PR #2848, opened 2026-06-19
feat(coprocessor): block context ciphertext materialisation part 1

antoniupop:


coprocessor/fhevm-engine/tfhe-worker/benches/utils.rs
```diff
@@ -151,12 +151,11 @@ pub async fn wait_until_all_allowed_handles_computed(
 
     loop {
         tokio::time::sleep(tokio::time::Duration::from_millis(100)).await;
-        let count = sqlx::query!(
-            "SELECT count(1) FROM computations WHERE is_allowed = TRUE AND is_completed = FALSE"
+        let current_count: i64 = sqlx::query_scalar(
```
rudy-6-4, line 156: non typed query 
query_scalar!

coprocessor/fhevm-engine/host-listener/src/database/tfhe_event_propagate.rs
```diff
@@ -80,6 +95,147 @@ const MAX_RETRY_ON_UNKNOWN_ERROR: usize = 5;
...
+    is_allowed: bool,
+    schedule_order: PrimitiveDateTime,
+    producer_block: ProducerBlock,
+}
+
+async fn insert_computation_branch_row(
+    tx: &mut Transaction<'_>,
+    row: ComputationBranchRow<'_>,
+) -> Result<bool, SqlxError> {
+    let rows_affected = sqlx::query(
```
rudy-6-4: make all query static ? (can be done once the code is "definitive")

coprocessor/fhevm-engine/host-listener/src/database/tfhe_event_propagate.rs
```diff
@@ -547,23 +729,401 @@ impl Database {
...
+            .into_iter()
+            .map(|row| row.block_hash)
+            .collect::<Vec<_>>();
+        if direct_orphaned_hashes.is_empty() {
+            return Ok(vec![]);
+        }
+
+        let orphaned_branch_rows = sqlx::query!(
+            r#"
+            WITH RECURSIVE orphaned_branch AS (
```
rudy-6-4, line 850: Maybe add a comment saying why it does not need to be bounded. "Marking all parents of new orphaned block as orphaned as well, this is limited to the size of the fork"

rudy-6-4: Also the motive because all these blocks are already marked as orphaned after a few time with existing code.
Here we want them to be marked the fastest because it make handle resolution faster ?

coprocessor/fhevm-engine/host-listener/src/database/tfhe_event_propagate.rs
```diff
@@ -547,23 +729,401 @@ impl Database {
...
+            return Ok(());
+        }
+
+        // Capture producer tuples whose ciphertext bytes were actually produced
+        // on an orphaned branch. ACL/PBS rows can now be orphaned by their event
+        // block while still referencing a canonical producer; those should not
+        // delete the canonical ciphertext bytes. Rows that reference an
+        // orphaned producer still drive byte cleanup, even when their own event
+        // block is not in the orphaned set.
+        let orphaned_ciphertext_pairs = sqlx::query(
```
rudy-6-4: I am not sure this cleanup should be done by the listener and in real time. (if the listener is shut down)
Is it just a best effort to make scheduling faster or does it break something if not done ?

coprocessor/fhevm-engine/host-listener/src/database/tfhe_event_propagate.rs
```diff
@@ -547,23 +729,401 @@ impl Database {
...
+        if orphaned_block_hashes.is_empty() {
+            return Ok(());
+        }
+
+        // Capture producer tuples whose ciphertext bytes were actually produced
+        // on an orphaned branch. ACL/PBS rows can now be orphaned by their event
+        // block while still referencing a canonical producer; those should not
+        // delete the canonical ciphertext bytes. Rows that reference an
+        // orphaned producer still drive byte cleanup, even when their own event
+        // block is not in the orphaned set.
```
rudy-6-4: what about S3 published elements ? there are published by handle now ?

coprocessor/fhevm-engine/host-listener/src/database/tfhe_event_propagate.rs
```diff
@@ -574,29 +1134,35 @@ impl Database {
...
         )
+        .bind(self.chain_id.as_i64())
+        .bind(block_summary.hash.to_vec())
+        .bind(block_summary.parent_hash.to_vec())
+        .bind(block_summary.number as i64)
+        .bind(status)
         .execute(tx.deref_mut())
         .await?;
 
         // 2. Update to finalized or orphan if needed
```
rudy-6-4: comment could be updated to say 
says it's also marking full branch as orphaned doing full cleanup
// 2. Update to finalized the block or orphan the full branch if needed
//      Clean all related content (computation, acl, ciphertext)

coprocessor/fhevm-engine/tfhe-worker/benches/utils.rs
rudy-6-4: ok it's bench, sorry

rudy-6-4 (commented):
is it planned to move to compiled sqlx query when it's stabilised ?

coprocessor/fhevm-engine/host-listener/src/database/tfhe_event_propagate.rs
```diff
@@ -80,6 +95,147 @@ const MAX_RETRY_ON_UNKNOWN_ERROR: usize = 5;
...
+            is_scalar,
+            dependence_chain_id,
+            transaction_id,
+            is_allowed,
+            created_at,
+            schedule_order,
+            is_completed,
+            host_chain_id,
+            block_number,
+            producer_block_hash
```
rudy-6-4, line 133: why it's not block_hash alone ?

coprocessor/fhevm-engine/host-listener/src/database/tfhe_event_propagate.rs
```diff
@@ -808,24 +1476,38 @@ impl Database {
         match data {
             AclContractEvents::Allowed(allowed) => {
                 let handle = allowed.handle.to_vec();
+                let producer_block = self
```
rudy-6-4, line 1674: why is it needed here while it's not for computations ?
what if it cannot be resolved ? what is the effect on downstream ?

coprocessor/fhevm-engine/db-migration/migrations/20260610130100_branch_context_tables.sql
```diff
@@ -0,0 +1,238 @@
...
+
+-- ============================ computations ============================
+
+CREATE TABLE IF NOT EXISTS computations_branch
+(
+    LIKE computations INCLUDING DEFAULTS INCLUDING GENERATED INCLUDING IDENTITY INCLUDING STORAGE INCLUDING COMMENTS
+);
+
+ALTER TABLE computations_branch
+ADD COLUMN IF NOT EXISTS producer_block_hash BYTEA NOT NULL DEFAULT ''::BYTEA;
```
rudy-6-4, line 28: not consistent with acl where it's named block_hash

coprocessor/fhevm-engine/host-listener/src/database/tfhe_event_propagate.rs
antoniupop: That is a good point and maybe we need to have a separate service do this. The main reason this is here is the host listener is already the component that discovers block ancestry, marks blocks finalized/orphaned, and knows the canonical hash from RPC. 
Right now after finalizing a block we immediately call cleanup in the same DB transaction so we have an invariant in DB state that once host_chain_blocks_valid says a branch is orphaned, the branch-scoped state has been cleaned.

Do you think this is not acceptable in the listener?

coprocessor/fhevm-engine/host-listener/src/database/tfhe_event_propagate.rs
antoniupop: block_hash and producer_bloc_hash mean different things. block_hash is the host block where the event was observed, for example an allow event. producer_block_hash is the block that produced the ciphertext for the handle. For ACL/PBS rows those can differ and RFC 011 depends on these.

coprocessor/fhevm-engine/db-migration/migrations/20260610130100_branch_context_tables.sql
antoniupop: see above

coprocessor/fhevm-engine/host-listener/src/database/tfhe_event_propagate.rs
antoniupop: For normal computations, the worker/listener is inserting metadata for an output produced by the current block execution, so the producer block is known directly. it's the current computation block.

For allowed, the allowed event block is not necessarily the block that produced that handle’s ciphertext. If we stored the ACL event block as the producer, downstream PBS/worker lookup would try to fetch (handle, acl_block_hash), which may not exist or give wrong ciphertext provenance.

If producer resolution cannot find a branch producer, we key the row branchless, emit UNRESOLVED_PRODUCER_BLOCK_TOTAL, and log an error. Downstream then treats it as the compatibility/branchless path. This is conservative, we may lose precise fork disambiguation or hit availability/missing-ciphertext behavior, but we don't attribute ciphertext bytes to the ACL block.

coprocessor/fhevm-engine/host-listener/src/database/tfhe_event_propagate.rs
antoniupop: Yes absolutely - this is detailed in RFC 23, we allow for early consensus even if not canonical as cleartext is guaranteed identical, with a remediation in wave 2 that ensures that eventually we converge to consensus on canonical CT+attestation

coprocessor/fhevm-engine/host-listener/src/database/tfhe_event_propagate.rs
antoniupop: Done asnyc in wave 2 now.

coprocessor/fhevm-engine/db-migration/migrations/20260610130200_branch_component_acquisition_index.sql
```diff
@@ -0,0 +1,6 @@
+-- Branch workers acquire one ingestion-time same-block component per
+-- dependence_chain_id and fetch all non-error rows in that component, including
+-- already completed same-block producers needed for in-memory forwarding.
+CREATE INDEX IF NOT EXISTS idx_computations_branch_component_rows
+ON computations_branch (dependence_chain_id, schedule_order)
+WHERE is_error = false;
```
dartdart26, line 6: Do we need a separate migration file for this?

coprocessor/fhevm-engine/fhevm-engine-common/src/pg_pool.rs
```diff
@@ -69,6 +69,18 @@ impl PostgresPoolManager {
                 .after_connect(move |conn, _meta| {
                     info!(auto_explain = ?auto_explain_with_min_duration, "New DB connection established");
                     Box::pin(async move {
+                        // Bound every statement on this pooled connection at 10s,
+                        // matching the host-listener. This caps the wave1
+                        // ciphertext_digest mirror-trigger fan-out (COUNT + DISTINCT
+                        // loop + N upserts) fired from sns-worker, so a pathological
+                        // reorg fan-out cannot hold row locks unbounded. Non-fatal:
+                        // a failed SET just leaves the connection without the bound.
```
dartdart26: This comment will be hard to maintain as it is referencing host-listener, in general, it is specific to this PR. I'd simplify it.

coprocessor/fhevm-engine/host-listener/src/consumer/mod.rs
```diff
@@ -180,9 +182,16 @@ pub async fn promote_once_all_chains_to_fast(
     dependent_ops_max_per_chain: u32,
 ) {
     if dependent_ops_max_per_chain == 0 {
+        if SLOW_LANE_PROMOTION_ATTEMPTED
+            .compare_exchange(false, true, Ordering::AcqRel, Ordering::Acquire)
+            .is_err()
+        {
+            return;
+        }
```
dartdart26, line 191: I am not sure I understand this change. Could you please explain it?

dartdart26:
Are SAVEPOINTs actually needed or an overkill? Do we expect any queries/inserts to new tables to fail?

coprocessor/fhevm-engine/transaction-sender/src/bin/transaction_sender.rs
```diff
@@ -313,10 +316,13 @@ async fn main() -> anyhow::Result<()> {
...
 
     let database_url = resolve_database_url_from_option(conf.database_url)?;
-    let (db_pool, _pool_refresh_handle) = connect_pool_with_options(
+    let (db_pool, _pool_refresh_handle) = connect_pool_with_options_and_connect_options(
         &database_url,
         sqlx::postgres::PgPoolOptions::new().max_connections(conf.database_pool_size),
         Some(&cancel_token),
+        // Bound the wave1 ciphertext_digest mirror-trigger fan-out fired from
+        // this writer; without it the trigger has no DB-level cancellation.
+        with_statement_timeout_10s,
```
dartdart26: Hard to maintain that comment. Maybe timeout should be made more generic.

dartdart26 (commented):
I've gone through the PR and I've added some minor comments. I need more time for a deeper review.

That said, I am concerned it would be easy to miss small things, e.g. data type conversions, some Rust intricacy.

antoniupop:
> Are SAVEPOINTs actually needed or an overkill? Do we expect any queries/inserts to new tables to fail?

Yes, I meant to clean this up, but I missed it. Removing.

coprocessor/fhevm-engine/host-listener/src/consumer/mod.rs
antoniupop: This is a guard for avoiding dependence chains staying stuck in slow lane when we restart with the feature disabled. If we do, we need to ensure we successfully promoted all chains to fast or we'd potentially deadlock the copro.

coprocessor/fhevm-engine/db-migration/migrations/20260610130200_branch_component_acquisition_index.sql
antoniupop: Would you prefer if I consolidate all migrations in a single file?

coprocessor/fhevm-engine/host-listener/src/consumer/mod.rs
```diff
@@ -180,9 +182,16 @@ pub async fn promote_once_all_chains_to_fast(
     dependent_ops_max_per_chain: u32,
 ) {
     if dependent_ops_max_per_chain == 0 {
+        if SLOW_LANE_PROMOTION_ATTEMPTED
```
rudy-6-4, line 186: should be attempted after any drift ? to be consistent with other listener ?
https://github.com/zama-ai/fhevm/pull/2697
(the consumer is not restarted on drift)

coprocessor/fhevm-engine/host-listener/src/database/ingest.rs
```diff
@@ -287,6 +262,34 @@ pub async fn ingest_block_logs(
         }
     }
 
+    for (event, transaction_hash) in acl_event_log {
```
rudy-6-4, line 429: was there a reason to move it after tfhe insertions ? (not against, just checking if a comment is missing)

coprocessor/fhevm-engine/host-listener/src/database/tfhe_event_propagate.rs
```diff
@@ -164,14 +392,72 @@ impl Database {
...
+    /// Block until the wave-1 branch-context schema is present (the `*_branch`
+    /// tables, `coprocessor_settlement`, and `host_chain_blocks_valid.parent_hash`).
+    /// This degrades a pre-migration start to a bounded wait instead of a
+    /// crash-loop. Bounded so a genuinely-absent migration surfaces as an error
+    /// (→ restart) rather than hanging forever.
+    pub async fn wait_for_branch_schema(&self) -> Result<()> {
+        const MAX_ATTEMPTS: u32 = 60; // ~2 minutes at one poll / 2s
+        const POLL_INTERVAL: Duration = Duration::from_secs(2);
+        let mut attempt: u32 = 0;
+        loop {
```
rudy-6-4: for loop ?

coprocessor/fhevm-engine/host-listener/src/consumer/mod.rs
antoniupop: You're right, missed this. This guard only fires once per process, so it won't re-run after a drift (the consumer isn't restarted on drift as you note). It's a no-op in practice while slow-lane is disabled (revert doesn't touch dependence_chain, new chains default to Fast), but it diverges from the other listeners. Should I switch it to the  KnownDrift flag strategy to match?

coprocessor/fhevm-engine/host-listener/src/database/tfhe_event_propagate.rs
```diff
@@ -80,6 +96,217 @@ const MAX_RETRY_ON_UNKNOWN_ERROR: usize = 5;
...
+    handle: &[u8],
+    transaction_id: Option<Vec<u8>>,
+    block_number: i64,
+    block_hash: &[u8],
+    producer_block_hash: &[u8],
+) -> Result<bool, SqlxError> {
+    // Wave-1: isolate in a savepoint (see insert_computation_branch_row) so a
+    // failure (incl. the digest-mirror trigger this insert fires) never aborts
+    // the caller's authoritative legacy pbs_computations write.
+    sqlx::query("SAVEPOINT branch_dual_write")
```
rudy-6-4: (not asking any change) SAVEPOINT are done at the event level. Is it to reduce code change ? This will have an impact in term of performance ? (3 times more statement). Maybe it's time to plan bulk insert.

coprocessor/fhevm-engine/host-listener/src/database/tfhe_event_propagate.rs
```diff
@@ -547,23 +857,449 @@ impl Database {
         tx: &mut Transaction<'_>,
         block_number: i64,
         block_hash: &BlockHash,
-    ) -> Result<(), SqlxError> {
-        sqlx::query!(
+    ) -> Result<Vec<Vec<u8>>, SqlxError> {
+        let finalized_result = sqlx::query(
```
rudy-6-4: query! when it's stabilized.

rudy-6-4 (commented):
New data table fill can fail partially. eg some operation or allow of a block can be inserted while other in the same block fail without failing the full block thx to savepoint. Why are the new insertion considered not part of the transaction ?

antoniupop:
> New data table fill can fail partially. eg some operation or allow of a block can be inserted while other in the same block fail without failing the full block thx to savepoint. Why are the new insertion considered not part of the transaction ?

This is already fixed I think. The savepoints were removed.

coprocessor/fhevm-engine/db-migration/migrations/20260610130200_branch_component_acquisition_index.sql
dartdart26: I guess the question is if we want to deploy these separately. I guess not, but wdyt?

coprocessor/fhevm-engine/host-listener/src/consumer/mod.rs
rudy-6-4: No, let's keep it simple for this PR. (we can kill the consumer if we really need a slow lane at some point). When do we need slow-lane ?

antoniupop: We need slow lane if there's a dos or other excessive activity on some contract...

coprocessor/fhevm-engine/host-listener/src/database/ingest.rs
antoniupop: you're right, this isn't obvious - I'll add a comment. this is needed because if both producer compute event and allow are in the same block, then the producer won't be found if we process acl events immediately.

coprocessor/fhevm-engine/host-listener/src/database/tfhe_event_propagate.rs
antoniupop: fixed/removed

coprocessor/fhevm-engine/host-listener/src/database/tfhe_event_propagate.rs
antoniupop: I'll re-check if any others are leftover, thanks!

coprocessor/fhevm-engine/db-migration/migrations/20260610130200_branch_component_acquisition_index.sql
antoniupop: If you're worried about the length of index creation migrations, there's an out-of-band index concurrent creation planned for the one that would take long otherwise, the others (like this one) are noops as the table is new. I'm happy to batch them or keep split, no preference.

dartdart26: Let's keep as is.

rudy-6-4 (dismissed):

rudy-6-4 (commented):
Shouldn't bridge_handle_events have a block hash field ?
They are inserted in handle_bridge_event.

antoniupop:
> Shouldn't bridge_handle_events have a block hash field ? They are inserted in handle_bridge_event.

Good point! I'll add that.

dartdart26 (dismissed):
Since it is a relatively big PR, I focused on the fact that readers (services other than host-listener) are unchanged. Therefore, the biggest risk is in the migration(s) and I didn't see an issue there myself. At the same time, there are a number of SQL statements and I tried to verify line by line, but I could have missed something.

I am approving it, with the above caveat.

Good work!

rudy-6-4 (dismissed):

antoniupop:
@mergifyio queue

antoniupop:
@mergifyio refresh

antoniupop:
@mergifyio update

antoniupop:
@mergifyio queue

antoniupop:
@mergifyio queue

PanGan21 (dismissed):

dartdart26 (commented):
Looks good! However, I have a question - will bridging now require to wait for finalized blocks on both host and destination? If yes, I am concerned if that was baked in into the RFC and if such latency is expected.

dartdart26 (dismissed):

dartdart26 (dismissed):

antoniupop:
@mergifyio queue

obatirou (dismissed):

antoniupop:
@mergifyio queue

antoniupop:
@mergifyio queue

obatirou (dismissed):

PanGan21 (approved):
The latest change looks correct to me

rudy-6-4 (approved):

dartdart26 (approved):

dartdart26:
Good catch on the S3 format @antoniupop, thanks!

++++++

▶ _EXERCISE INSTRUCTIONS_:
Give only the number of lines in the entries above that hold the string "SqlxError".

▶ _YOUR RESPONSE_:
4